Making things beautiful

Michel Parmigiani is a watchmaker with passion and conviction. 40 years ago he began to restore old watches; 20 years ago he founded his own watch manufacturing business at a time when no one had heard of a start-up. To this day the restoration of complex watches has remained one of his specialised areas. You could hold 500 years of watch history in your hands but you could not express yourself in it, claims the aficionado. Therefore he fulfils the latter in the sophisticated timepieces from his Parmigiani-Fleurier manufacture. ADAM talked to the watch constructor about his profession and time.

ADAM: Do we still need watches?

Michel Parmigiani: I discovered the legacy of the ancient art of watchmaking at the technical centre in La-Chaux-de-Fonds. I discovered the ancient art of watchmaking and it shaped me profoundly. It was in the middle of a watch crisis and I simply could not imagine that watchmaking was to die out. It is just fantastic what you can discover in these old watches. What the watchmakers in the past centuries have done. There is no reason not to continue that art.

Are you fascinated by the mechanism?

No, it is the complete work! There is often no connection between the content and the casing of a watch. As I could not find a clock mechanism that satisfied me both with its technical and aesthetic features, we began to manufacture our own clock mechanisms. A beautiful and technically complex watch expresses the noblesse of this profession. For years purely functional clock mechanisms were produced without a single aesthetic requirement. I wanted to change that. In the same way certain companies such as Patek Philippe and Vacheron Constantin had always done. I wanted to make things beautiful.

What gave you the conviction to start up with your own watch brand?

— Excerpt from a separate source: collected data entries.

PR #23022, opened 2021-11-24
cameraview: fix frameskip

deanlee:
use repaint to fix the frameskip when there are too many events in the queue (e.g.  watch3)

### DIFF
--- a/selfdrive/ui/qt/widgets/cameraview.cc
+++ b/selfdrive/ui/qt/widgets/cameraview.cc
@@ -247,7 +247,7 @@ void CameraViewWidget::vipcConnected(VisionIpcClient *vipc_client) {
 
 void CameraViewWidget::vipcFrameReceived(VisionBuf *buf) {
   latest_frame = buf;
-  update();
+  repaint();
 }
 
 void CameraViewWidget::vipcThread() {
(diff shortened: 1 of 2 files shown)


pd0wm:
Doesn't it make more sense to skip frames so we can keep up realtime?

adeebshihadeh:
What events are dominating the queue? Perhaps we're spamming the queue with nonsense timer events or something else?

deanlee:
We can easily implement an OffroadTimer like this if  use singleton uistate  https://github.com/commaai/openpilot/pull/22789

```
OffroadTimer(QObject *parent) : QTimer(parent) {
  QObject::connect(uiState(), &UIState::offroadTransition, [=](bool offroad) {
    offroad ? start() : stop();
  });
}
```

deanlee:
> What events are dominating the queue? Perhaps we're spamming the queue with nonsense timer events or something else?

At present, this drawing problem is only in wath3,  it is mainly caused by a large number of  update events from the three cameras.

deanlee:
Think we don't need this hack if use YUV vipc stream.

pd0wm:
Can we ensure the texture is not being modified while Qt is actually drawing the ui? Even with YUV that might still be an issue, right?

deanlee:
Fixed, the uploaded and render have been synchronized.

deanlee:
> Can we ensure the texture is not being modified while Qt is actually drawing the ui? Even with YUV that might still be an issue, right?

YUV https://github.com/commaai/openpilot/pull/22905 does not has this issue,  the performance looks good enough , so I did not do asynchronous upload for it

PR #23031, opened 2021-11-25
Clean up planner files

sshane:


selfdrive/controls/lib/lateral_planner.py
```diff
@@ -67,12 +67,8 @@ def __init__(self, CP, use_lanelines=True, wide_camera=False):
   def reset_mpc(self, x0=np.zeros(6)):
     self.x0 = x0
     self.lat_mpc.reset(x0=self.x0)
-    self.desired_curvature = 0.0
-    self.safe_desired_curvature = 0.0
-    self.desired_curvature_rate = 0.0
-    self.safe_desired_curvature_rate = 0.0
```
pd0wm, line 73: @HaraldSchafer Was the rate limit removed in the MPC refactor?

sshane: Think it was moved here https://github.com/commaai/openpilot/blob/e376a621baa125063ffbf1fbd91560e25d45e8fd/selfdrive/controls/lib/drive_helpers.py#L98

pd0wm: Ah, I see :)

I already had 20 years of experience in the branch. That helped me considerably, in conjunction with my understanding of the industrial side. I had also constructed and restored a high number of mechanical specialities and unique pieces for larger brands such Breguet, Vacheron Constantin and Piaget. In particular the complicated elements. And I worked on the Sandoz collection, I attended to their timepieces and automatic machines. I spoke with Pierre Landolt, the president of the Sandoz Foundation and he advised me to create my own brand. It is thanks to the Sandoz family and Pierre Landolt that Parmigiani Fleurier exists today.

Would you today still decide to establish your own watch company?

I might do it a little differently but basically yes. When I began the circumstances were adverse. Everything was negative and highly discouraging. It was extremely hard at the beginning. I forced myself to believe in the positive, to convince myself.

Do you have a different relationship to time, as a watchmaker?

Time is something relative. Today it actually seems that no one has time anymore. Time has become very superficial because we no longer have time to think about things and to work well and exactly. Time is my worst enemy. If you need time today to make something of quality, it is not easy, because there does not seem to be enough time to go round. We have to make a number of compromises with regard to time. It is somewhat perverse. If you are lying sick in the hospital it does not pass, if you have a lot to do it seems to fly. Time is a form of relativity that we live every day.